Macdonald polynomials in superspace as eigenfunctions of commuting operators

Pages: 495 – 561

DOI: http://dx.doi.org/10.4310/JOC.2012.v3.n3.a8

Authors

Olivier Blondeau-Fournier (Département de physique, de génie physique et d’optique, Université Laval, Québec, Canada)

Patrick Desrosiers (Instituto de Matemática y Física, Universidad de Talca, Chile)

Luc Lapointe (Instituto de Matemática y Física, Universidad de Talca, Chile)

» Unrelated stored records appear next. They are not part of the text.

PR #989, opened 2022-03-06
build: set remote digest when pushed with docker driver

crazy-max:
closes #975

Set `containerimage.digest` with correct digest when image is pushed with moby. If `containerimage.digest` already exists, its value will be saved to `containerimage.config.digest` for backward compatibility with #980.

repro: https://github.com/crazy-max/buildx-buildkit-tests/runs/5440498633?check_suite_focus=true#step:7:153

In follow-up create the `imageid` output in our GitHub Action and also fix `digest` output. See https://github.com/docker/build-push-action/pull/569

### DIFF
--- a/build/build.go
+++ b/build/build.go
@@ -937,12 +937,26 @@ func Build(ctx context.Context, drivers []DriverInfo, opt map[string]Options, do
 											return errors.Errorf("tag is needed when pushing to registry")
 										}
 										pw := progress.ResetTime(pw)
-										for _, name := range strings.Split(pushNames, ",") {
+										pushList := strings.Split(pushNames, ",")
+										for _, name := range pushList {
 											if err := progress.Wrap(fmt.Sprintf("pushing %s with docker", name), pw.Write, func(l progress.SubLogger) error {
 												return pushWithMoby(ctx, d, name, l)
 											}); err != nil {
 												return err
 											}
+										}
+										remoteDigest, err := remoteDigestWithMoby(ctx, d, pushList[0])
+										if err == nil && remoteDigest != "" {
+											// old daemons might not have containerimage.config.digest set
+											// in response so use containerimage.digest value for it if available
+											if _, ok := rr.ExporterResponse[exptypes.ExporterImageConfigDigestKey]; !ok {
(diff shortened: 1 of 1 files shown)


build/build.go
```diff
@@ -937,13 +937,23 @@ func Build(ctx context.Context, drivers []DriverInfo, opt map[string]Options, do
...
 											if err := progress.Wrap(fmt.Sprintf("pushing %s with docker", name), pw.Write, func(l progress.SubLogger) error {
 												return pushWithMoby(ctx, d, name, l)
 											}); err != nil {
 												return err
 											}
 										}
+										remoteDigest, err := remoteDigestWithMoby(ctx, d, pushList[0])
+										if err == nil && remoteDigest != "" {
+											if v, ok := rr.ExporterResponse[exptypes.ExporterImageDigestKey]; ok {
+												rr.ExporterResponse[exptypes.ExporterImageConfigDigestKey] = v
```
tonistiigi, line 951: why this? Is this backward compatibility or smth? Why wouldn't `ExporterImageConfigDigestKey` be set already?

crazy-max: > Why wouldn't `ExporterImageConfigDigestKey` be set already?

As you can see in https://github.com/crazy-max/buildx-buildkit-tests/runs/5458103650?check_suite_focus=true#step:7:152 (using latest stable buildx version), metadata only returns then following content when image is pushed with moby:

```json
{
  "containerimage.digest": "sha256:1fd302965e74b804eccf7e6ab6ec1edcbd3dfa8b8371ebc7244492832c39dd81"
}
```

I think this is linked to the current implementation on moby: https://github.com/moby/moby/blob/327699c313f51f8062cf3affcb3746f56f3689c6/builder/builder-next/exporter/export.go#L176

tonistiigi: Ok, we should try to fix this in moby. To make sure we only do this for the old daemons lets only set `ExporterImageConfigDigestKey` when no such value exists and add a comment that this is for handling older daemons that don't return `ExporterImageConfigDigestKey`.

tonistiigi (approved):

PR #995, opened 2022-03-10
Remove uses of deprecated io/ioutil

thaJeztah:
The package has been deprecated since Go 1.16: https://go.dev/doc/go1.16#ioutil

### DIFF
--- a/.golangci.yml
+++ b/.golangci.yml
@@ -12,6 +12,7 @@ linters:
     - gofmt
     - govet
     - deadcode
+    - depguard
     - goimports
     - ineffassign
     - misspell
@@ -22,6 +23,15 @@ linters:
     - typecheck
     - structcheck
   disable-all: true
+
+linters-settings:
+  depguard:
+    list-type: blacklist
+    include-go-root: true
+    packages:
+      # The io/ioutil package has been deprecated.
+      # https://go.dev/doc/go1.16#ioutil
+      - io/ioutil
 
 issues:
   exclude-rules:
--- a/bake/bake.go
+++ b/bake/bake.go
@@ -4,7 +4,7 @@ import (
 	"context"
 	"encoding/csv"
 	"fmt"
-	"io/ioutil"
+	"io"
 	"os"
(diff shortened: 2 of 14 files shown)


crazy-max (commented):
LGTM, thanks!

We should also add a depguard rule for https://golang.org/pkg/syscall maybe:

> Deprecated: this package is locked down. Callers should use the corresponding package in the golang.org/x/sys repository instead. That is also where updates required by new systems or versions should be applied. See https://golang.org/s/go1.4-syscall for more information.

crazy-max (approved):

thaJeztah:
> We should also add a depguard rule for https://golang.org/pkg/syscall maybe:

That one is more tricky; the syscall packages has some "platform agnostic" implementations that do not live elsewhere (unless you create separate win/mac/linux variants etc.

It's ok to use those alternatives for most cases, but I've seen a couple where it was either complicated, or where you didn't want to use the extra dependency of golang.org/x/sys.

thaJeztah:
We should look at using `t.TempDir()` in tests though (also in buildkit). Not urgent (but it can be nice and clean in some cases) similar to https://github.com/docker/cli/pull/3443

Pierre Mathieu (Département de physique, de génie physique et d’optique, Université Laval, Québec, Canada)

Abstract

A generalization of the Macdonald polynomials depending upon both commuting and anticommuting variables has been introduced recently. The construction relies on certain orthogonality and triangularity relations. Although many superpolynomials were constructed as solutions of a highly over-determined system, the existence issue was left open. This is resolved here: we demonstrate that the underlying construction has a (unique) solution. The proof uses, as a starting point, the definition of the Macdonald superpolynomials in terms of the Macdonald non-symmetric polynomials via a non-standard (anti)symmetrization and a suitable dressing by anticommuting monomials. This relationship naturally suggests the form of two families of commuting operators that have the defined superpolynomials as their common eigenfunctions. These eigenfunctions are then shown to be triangular and orthogonal. Up to a normalization, these two conditions uniquely characterize these superpolynomials. Moreover, the Macdonald superpolynomials are found to be orthogonal with respect to a second (constant-termtype) scalar product, and its norm is evaluated. The latter is shown to match (up to a $q$-power) the conjectured norm with respect to the original scalar product. Finally, we recall the super-version of the Macdonald positivity conjecture and present two new conjectures which both provide a remarkable relationship between the new $(q, t)$ Kostka coefficients and the usual ones.